Since Mach Mining, the Commission has issued internal guidance describing what needs to be done in order to comply with that decision and has done training. Despite this direction and training, however, the Commission hears instances in which conciliation has failed as a result of mistrust between the parties. In fact, between fiscal years 2016 and 2019, only 41.23% of the EEOCs conciliation were successful and when third of the time a conciliation was offered, it was declined. That the purpose of formalizing through regulation, what has up until this point been aspirational, is to create greater accountability and transparency in the conciliation process and to bridge the communication gap that I believe has interfered with the success of our conciliation program.

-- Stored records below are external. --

PR #1762, opened 2026-06-10
feat: add append param to update_drawer

### LINKED ISSUE #1761: Add `append` option to update_drawer (avoid re-sending the full drawer body on incremental updates)
## Summary

`update_drawer` always **replaces** a drawer's entire body. When a tool
maintains a long-lived drawer and updates it incrementally — appending a new
finding, flipping a status line, adding a log entry — it has to re-send the
**whole** body on every edit just to tack on a few lines.

For an LLM agent driving the MCP tool, that whole-body round-trip is paid out
of the agent's context window on *every* incremental update, which gets
expensive fast for drawers that are several KB and updated many times over a
session.

## Current behavior

`tool_update_drawer(drawer_id, content=..., wing=..., room=...)` sets
`new_doc = sanitize_content(content)` — a full replace. There is no
append/patch affordance, so an incremental update must reconstruct and
re-transmit the complete prior body plus the delta.

## Proposed direction

One minimal approach: add an `append: bool = False` parameter. When
`append=True` (and `content` is given), concatenate onto the existing body
instead of replacing:

```python
new_doc = old_doc + sanitized if append else sanitized
```

The handler **already fetches `old_doc`** (`col.get(..., include=["documents", ...])`),
so this is a small read-modify-write — no extra round-trip — plus one schema
property. `append` defaults to `False`, so existing callers are unaffected.

### Alternatives (maintainer's call)

I'm not attached to the exact surface — a couple of other shapes might fit the
project better:

- A separate `append_to_drawer` / `mempalace_append_to_drawer` tool, keeping
  `update_drawer` replace-only.
- A richer **section patch** that can target and replace a named section
  (e.g. update just a "status" block) rather than only tail-append.

Tail-append is the smallest change that removes the re-transmit cost; the
section-patch is more powerful but bigger. Happy to follow whichever the
maintainers prefer.

## Context

- Affects any client that maintains living/append-mostly drawers via the MCP
  `update_drawer` tool.
- A PR implementing the minimal `append` form (with tests) is drafted and
  linked below, but treat it as a starting point for the API discussion rather
  than a fixed proposal.

_(PR drafted — link below.)_

fkberthold:
## Summary

Adds an `append: bool = False` parameter to `tool_update_drawer` (and its MCP
schema entry). When `append=True` and `content` is provided, the content is
**concatenated onto the existing drawer body** instead of replacing it, so a
caller updating a long drawer can send only the delta rather than
re-transmitting the whole body on every edit.

`append` defaults to `False` — existing callers and the replace-in-full
behavior are unchanged. The handler already fetches the existing document, so
this is a minimal read-modify-write with no extra round-trip:

```python
new_doc = old_doc + sanitized if append else sanitized
```

Motivation and the alternatives considered (a separate `append_to_drawer`
tool, or a richer section-patch) are in the linked issue — this PR implements
the smallest form and is happy to follow a different surface if preferred.

Closes https://github.com/MemPalace/mempalace/issues/1761

## Changes

- `mempalace/mcp_server.py`
  - `tool_update_drawer(...)` gains `append: bool = False`; content path now
    appends-or-replaces based on the flag.
  - WAL log records the `append` flag.
  - `mempalace_update_drawer` MCP schema gains an `append` boolean property;
    tool description notes the delta-append behavior.
- `tests/test_mcp_server.py`
  - `test_update_drawer_append` — appends a delta and asserts the original body
    survives and the delta is concatenated (`old_doc + sanitize_content(delta)`).
  - `test_update_drawer_replace_is_default` — pins that the default
    (`append=False`) still replaces, guarding the back-compat path.

## Verification

Test-first (RED → GREEN; visible in the commit order on this branch):

- RED commit adds `test_update_drawer_append`, which fails against the current
  code with `TypeError: tool_update_drawer() got an unexpected keyword argument
  'append'`.
- GREEN commit adds the parameter; the test passes.

```
$ pytest tests/ -q
889 passed, 106 deselected, 1 warning in ~56s     # 1 warning is a pre-existing,
                                                   # unrelated fact_checker runpy warning
$ ruff check mempalace/mcp_server.py
All checks passed!
```

## CONTRIBUTING.md adherence

- Conventional commits (`test:` for the failing test, `feat:` for the param).
- `ruff` clean on the changed file (100-char limit).
- Branched from and targeted at `develop`; pushed to a personal fork.
- Tests run without API keys or network access.

### DIFF
--- a/mempalace/mcp_server.py
+++ b/mempalace/mcp_server.py
@@ -1895,8 +1895,21 @@ def tool_list_drawers(wing: str = None, room: str = None, limit: int = 20, offse
         return {"error": str(e)}
 
 
-def tool_update_drawer(drawer_id: str, content: str = None, wing: str = None, room: str = None):
-    """Update an existing drawer's content and/or metadata."""
+def tool_update_drawer(
+    drawer_id: str,
+    content: str = None,
+    wing: str = None,
+    room: str = None,
+    append: bool = False,
+):
+    """Update an existing drawer's content and/or metadata.
+
+    When ``append`` is True and ``content`` is given, the content is
+    concatenated onto the existing drawer body instead of replacing it, so a
+    caller updating a long drawer need only send the delta rather than
+    re-transmitting the whole body on every edit. ``append`` defaults to
+    False, preserving the prior replace-in-full behavior.
+    """
     global _metadata_cache
 
     if content is None and wing is None and room is None:
@@ -1916,9 +1929,10 @@ def tool_update_drawer(drawer_id: str, content: str = None, wing: str = None, ro
         new_doc = old_doc
         if content is not None:
             try:
-                new_doc = sanitize_content(content)
+                sanitized = sanitize_content(content)
             except ValueError as e:
                 return {"success": False, "error": str(e)}
+            new_doc = old_doc + sanitized if append else sanitized
 
         new_meta = dict(old_meta)
         if wing is not None:
@@ -1949,6 +1963,7 @@ def tool_update_drawer(drawer_id: str, content: str = None, wing: str = None, ro
                 "new_wing": new_meta.get("wing", ""),
                 "new_room": new_meta.get("room", ""),
                 "content_changed": content is not None,
+                "append": append,
                 "content_preview": new_doc[:200] if content is not None else None,
             },
         )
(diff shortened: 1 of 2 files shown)


igorls:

Chair Dhillon also has repeatedly stated that litigation should be a matter of “last resort,” and this has reinforced her commitment to the conciliation process.  Commissioner Lipnic echoed these views. While she was serving as acting chair, Commissioner Lipnic began a review of conciliation efforts in the field.

The proposed rule is “on the heels” of the EEOC’s six-month pilot program on conciliation, which the Commission announced on July 6, 2020, explaining:

The EEOC’s conciliation pilot, which began on May 29, 2020, makes a single change to the process to drive accountability and is also part of our broader effort to emphasize the importance of conciliation as a tool for remedying complaints of discrimination.

The six-month pilot program recommits EEOC to resolving charges through conciliation as these resolutions are one of the most effective means for bringing employers into compliance with the statutes the agency enforces.  The pilot builds on a renewed commitment for full communication between the EEOC and the parties, which has been the agency’s expectation for many years, and adds a requirement that conciliation offers be approved by the appropriate level of management before they are shared with respondents.  In short, the pilot seeks to drive greater internal accountability and improve the EEOC’s implementation of existing practices.  

At the August 18 Commission meeting, Commissioner Lipnic underscored that any final rule should take into account the results of the conciliation pilot, as reviewed by the EEOC’s Office of Enterprise Data and Analytics, as well as what she hopes will be “robust comments from the public on this NPRM.”

Summary of Proposed Rule

The EEOC’s proposed rule would require that in any conciliation, the Commission would provide an employer, if it had not already done so:

  • A summary of the facts and non-privileged information that the Commission relied on in its reasonable cause finding, and in the event that it is anticipated that a claims process will be used subsequently to identify aggrieved individuals, the criteria that will be used to identify victims from the pool of potential class members;
  • A summary of the Commission’s legal basis for finding reasonable cause, including an explanation as to how the law was applied to the facts, as well as non-privileged information it obtained during the course of its investigation that raised doubt that employment discrimination had occurred;
  • The basis for any relief sought, including the calculations underlying the initial conciliation proposal; and
  • Identification of a systemic, class, or pattern or practice designation.

The proposed rule would also specify that the respondent participating in conciliation would have at least 14 calendar days to respond to the initial conciliation proposal from the Commission.  The EEOC is also seeking input on whether it should specify that its disclosures be made in writing or if oral disclosure should be allowed.

The proposed rule, if finalized, would provide more consistency and clarity to all parties in the conciliation process. 

The proposal provides for a 30-day period for public input and comment.  At the conclusion of that period, the EEOC will analyze the comments it has received, and may modify its initial proposal based on that input, before publishing a final rule.

Information contained in this publication is intended for informational purposes only and does not constitute legal advice or opinion, nor is it a substitute for the professional judgment of an attorney.